*REQUIREMENT*
Pick out the lines below with "window" and list them.

*DATASET RECORDS*
-----

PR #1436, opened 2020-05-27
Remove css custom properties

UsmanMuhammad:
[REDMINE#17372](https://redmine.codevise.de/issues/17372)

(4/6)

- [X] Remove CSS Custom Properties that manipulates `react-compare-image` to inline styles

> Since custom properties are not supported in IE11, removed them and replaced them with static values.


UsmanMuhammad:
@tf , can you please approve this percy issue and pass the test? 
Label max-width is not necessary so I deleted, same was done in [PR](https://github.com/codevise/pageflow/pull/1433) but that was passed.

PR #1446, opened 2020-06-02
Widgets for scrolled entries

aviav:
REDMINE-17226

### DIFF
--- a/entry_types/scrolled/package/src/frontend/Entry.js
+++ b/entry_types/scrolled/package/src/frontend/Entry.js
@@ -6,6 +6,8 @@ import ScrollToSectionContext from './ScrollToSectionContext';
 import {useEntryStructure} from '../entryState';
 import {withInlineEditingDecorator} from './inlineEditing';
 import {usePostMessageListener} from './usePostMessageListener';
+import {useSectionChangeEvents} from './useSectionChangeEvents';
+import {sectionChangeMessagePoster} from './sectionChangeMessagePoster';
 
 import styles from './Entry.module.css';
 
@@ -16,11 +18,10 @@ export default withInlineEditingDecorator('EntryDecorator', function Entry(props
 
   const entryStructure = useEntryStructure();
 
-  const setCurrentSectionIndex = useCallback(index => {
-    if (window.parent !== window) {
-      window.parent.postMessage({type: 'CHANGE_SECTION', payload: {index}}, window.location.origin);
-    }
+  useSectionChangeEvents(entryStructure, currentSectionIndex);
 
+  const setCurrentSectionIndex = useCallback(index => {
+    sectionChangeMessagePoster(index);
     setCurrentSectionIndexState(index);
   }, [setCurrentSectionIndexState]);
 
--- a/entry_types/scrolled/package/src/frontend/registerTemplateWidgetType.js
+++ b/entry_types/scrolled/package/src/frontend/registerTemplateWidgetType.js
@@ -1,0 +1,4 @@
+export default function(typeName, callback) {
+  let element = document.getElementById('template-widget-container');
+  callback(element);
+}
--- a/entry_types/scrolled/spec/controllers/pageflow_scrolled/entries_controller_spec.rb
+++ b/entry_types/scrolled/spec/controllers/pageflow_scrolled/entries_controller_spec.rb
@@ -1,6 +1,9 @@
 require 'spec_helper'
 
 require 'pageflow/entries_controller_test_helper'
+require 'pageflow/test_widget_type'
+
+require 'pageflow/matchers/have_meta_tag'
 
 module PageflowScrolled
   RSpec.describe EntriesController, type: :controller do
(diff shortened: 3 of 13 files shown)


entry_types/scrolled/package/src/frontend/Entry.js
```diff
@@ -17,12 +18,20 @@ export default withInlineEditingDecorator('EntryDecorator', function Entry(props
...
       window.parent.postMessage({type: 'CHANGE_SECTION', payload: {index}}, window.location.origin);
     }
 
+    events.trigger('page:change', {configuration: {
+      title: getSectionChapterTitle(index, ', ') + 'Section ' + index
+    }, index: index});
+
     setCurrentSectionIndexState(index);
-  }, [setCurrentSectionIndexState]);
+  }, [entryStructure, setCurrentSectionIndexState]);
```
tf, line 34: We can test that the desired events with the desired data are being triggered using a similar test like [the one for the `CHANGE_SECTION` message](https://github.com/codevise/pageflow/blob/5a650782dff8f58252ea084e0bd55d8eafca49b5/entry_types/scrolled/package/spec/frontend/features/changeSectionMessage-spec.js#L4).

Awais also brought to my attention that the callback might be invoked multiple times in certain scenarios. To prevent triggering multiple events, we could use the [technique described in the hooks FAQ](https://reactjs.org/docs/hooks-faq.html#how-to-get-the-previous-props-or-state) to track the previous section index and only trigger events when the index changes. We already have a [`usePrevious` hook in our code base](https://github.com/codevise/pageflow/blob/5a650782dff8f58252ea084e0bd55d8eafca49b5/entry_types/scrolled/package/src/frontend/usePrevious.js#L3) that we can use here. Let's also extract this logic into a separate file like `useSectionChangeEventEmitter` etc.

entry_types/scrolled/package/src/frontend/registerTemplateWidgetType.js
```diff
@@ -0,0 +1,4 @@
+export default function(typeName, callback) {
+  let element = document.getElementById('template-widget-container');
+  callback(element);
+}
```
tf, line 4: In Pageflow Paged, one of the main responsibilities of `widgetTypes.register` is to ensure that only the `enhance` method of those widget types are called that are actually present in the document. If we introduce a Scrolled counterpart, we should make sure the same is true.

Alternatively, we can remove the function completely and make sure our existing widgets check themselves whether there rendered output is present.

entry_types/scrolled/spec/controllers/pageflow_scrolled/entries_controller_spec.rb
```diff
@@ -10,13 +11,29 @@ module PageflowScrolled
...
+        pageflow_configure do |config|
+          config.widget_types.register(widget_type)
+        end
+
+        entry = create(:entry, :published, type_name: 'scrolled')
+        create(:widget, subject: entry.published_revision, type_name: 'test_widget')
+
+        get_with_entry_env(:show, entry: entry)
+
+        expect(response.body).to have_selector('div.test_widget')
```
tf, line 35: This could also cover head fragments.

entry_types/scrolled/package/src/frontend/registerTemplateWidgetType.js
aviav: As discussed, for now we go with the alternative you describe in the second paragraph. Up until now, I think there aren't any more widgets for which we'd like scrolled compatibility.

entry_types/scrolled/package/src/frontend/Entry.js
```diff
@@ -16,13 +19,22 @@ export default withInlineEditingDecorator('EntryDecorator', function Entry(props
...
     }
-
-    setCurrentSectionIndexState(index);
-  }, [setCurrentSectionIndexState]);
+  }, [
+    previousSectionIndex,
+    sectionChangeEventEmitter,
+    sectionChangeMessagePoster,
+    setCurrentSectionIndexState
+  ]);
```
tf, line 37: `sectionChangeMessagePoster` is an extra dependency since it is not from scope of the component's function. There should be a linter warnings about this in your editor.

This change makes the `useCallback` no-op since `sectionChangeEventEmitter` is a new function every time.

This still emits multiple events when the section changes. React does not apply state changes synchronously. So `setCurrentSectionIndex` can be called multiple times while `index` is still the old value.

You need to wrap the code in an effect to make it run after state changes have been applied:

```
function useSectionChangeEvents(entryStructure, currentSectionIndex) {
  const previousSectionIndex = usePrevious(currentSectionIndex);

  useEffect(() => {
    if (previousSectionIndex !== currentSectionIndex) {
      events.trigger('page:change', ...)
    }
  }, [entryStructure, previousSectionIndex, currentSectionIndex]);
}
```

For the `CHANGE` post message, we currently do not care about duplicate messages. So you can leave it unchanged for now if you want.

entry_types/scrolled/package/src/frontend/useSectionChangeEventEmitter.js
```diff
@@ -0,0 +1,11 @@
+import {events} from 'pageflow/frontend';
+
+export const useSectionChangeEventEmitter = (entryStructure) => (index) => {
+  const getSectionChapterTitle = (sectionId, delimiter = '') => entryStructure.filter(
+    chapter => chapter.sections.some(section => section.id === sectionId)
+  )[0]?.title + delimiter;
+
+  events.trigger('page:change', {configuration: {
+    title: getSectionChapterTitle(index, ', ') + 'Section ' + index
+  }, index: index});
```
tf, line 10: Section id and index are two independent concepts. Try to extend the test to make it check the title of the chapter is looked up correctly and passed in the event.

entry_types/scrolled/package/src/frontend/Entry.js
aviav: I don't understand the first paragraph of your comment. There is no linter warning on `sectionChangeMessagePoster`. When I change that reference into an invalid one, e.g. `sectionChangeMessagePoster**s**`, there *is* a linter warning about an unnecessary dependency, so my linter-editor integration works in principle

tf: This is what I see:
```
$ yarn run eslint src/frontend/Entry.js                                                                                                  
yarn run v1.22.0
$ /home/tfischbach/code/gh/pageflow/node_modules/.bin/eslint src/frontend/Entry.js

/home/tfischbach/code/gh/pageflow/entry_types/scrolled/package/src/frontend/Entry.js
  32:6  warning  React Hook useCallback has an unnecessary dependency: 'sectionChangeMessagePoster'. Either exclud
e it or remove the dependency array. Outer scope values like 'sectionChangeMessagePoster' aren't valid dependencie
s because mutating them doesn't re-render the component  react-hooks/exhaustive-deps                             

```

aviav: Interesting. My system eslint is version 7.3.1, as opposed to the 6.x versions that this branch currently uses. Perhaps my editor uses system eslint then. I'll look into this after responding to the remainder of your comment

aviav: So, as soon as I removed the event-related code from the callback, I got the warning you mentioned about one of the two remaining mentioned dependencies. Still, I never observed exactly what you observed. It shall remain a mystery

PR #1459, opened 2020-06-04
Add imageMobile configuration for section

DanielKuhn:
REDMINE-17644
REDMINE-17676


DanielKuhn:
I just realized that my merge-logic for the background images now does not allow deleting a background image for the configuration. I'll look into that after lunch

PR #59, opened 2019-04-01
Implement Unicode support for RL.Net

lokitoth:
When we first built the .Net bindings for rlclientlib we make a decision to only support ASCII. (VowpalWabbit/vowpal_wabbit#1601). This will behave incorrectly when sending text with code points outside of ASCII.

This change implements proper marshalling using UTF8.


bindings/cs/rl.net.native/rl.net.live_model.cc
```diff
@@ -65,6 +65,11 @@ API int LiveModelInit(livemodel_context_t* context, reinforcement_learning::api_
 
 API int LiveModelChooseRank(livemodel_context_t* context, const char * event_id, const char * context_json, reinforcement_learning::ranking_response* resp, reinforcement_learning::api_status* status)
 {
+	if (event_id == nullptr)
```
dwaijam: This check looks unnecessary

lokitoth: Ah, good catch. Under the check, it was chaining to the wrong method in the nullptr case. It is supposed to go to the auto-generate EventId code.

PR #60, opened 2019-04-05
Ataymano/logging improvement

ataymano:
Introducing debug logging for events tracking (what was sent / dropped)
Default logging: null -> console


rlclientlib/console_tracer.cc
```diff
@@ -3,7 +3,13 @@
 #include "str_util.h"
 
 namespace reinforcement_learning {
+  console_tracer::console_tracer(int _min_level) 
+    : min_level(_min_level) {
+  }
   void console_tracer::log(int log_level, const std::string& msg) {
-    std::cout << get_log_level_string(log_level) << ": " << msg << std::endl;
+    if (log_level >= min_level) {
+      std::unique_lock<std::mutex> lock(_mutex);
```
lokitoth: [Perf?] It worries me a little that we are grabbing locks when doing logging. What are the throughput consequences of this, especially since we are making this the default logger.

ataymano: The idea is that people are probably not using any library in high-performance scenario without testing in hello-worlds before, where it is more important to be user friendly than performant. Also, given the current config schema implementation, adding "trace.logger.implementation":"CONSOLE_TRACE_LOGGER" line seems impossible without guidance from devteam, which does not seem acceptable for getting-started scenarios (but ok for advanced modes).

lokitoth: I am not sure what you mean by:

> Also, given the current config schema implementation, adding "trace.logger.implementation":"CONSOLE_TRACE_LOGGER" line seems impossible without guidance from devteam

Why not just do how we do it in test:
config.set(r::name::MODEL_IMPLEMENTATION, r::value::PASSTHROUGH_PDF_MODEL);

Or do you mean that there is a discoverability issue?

-----

*ANSWER BOX*
-    if (window.parent !== window) {
-      window.parent.postMessage({type: 'CHANGE_SECTION', payload: {index}}, window.location.origin);
       window.parent.postMessage({type: 'CHANGE_SECTION', payload: {index}}, window.location.origin);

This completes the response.